PR #106, opened 2017-12-22
Feature/36 configuration

ronzeiller:
Hi Thomas,
could you please add something like this, then my T36-KBox is able to write and read from sd-card?

image


sarfata:
👍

------------------------------------

** EXERCISE PROMPT **
All of the records go in your answer, copied exactly.

** EXPECTED ANSWER **
PR #106, opened 2017-12-22
Feature/36 configuration

ronzeiller:
Hi Thomas,
could you please add something like this, then my T36-KBox is able to write and read from sd-card?

image


sarfata:
👍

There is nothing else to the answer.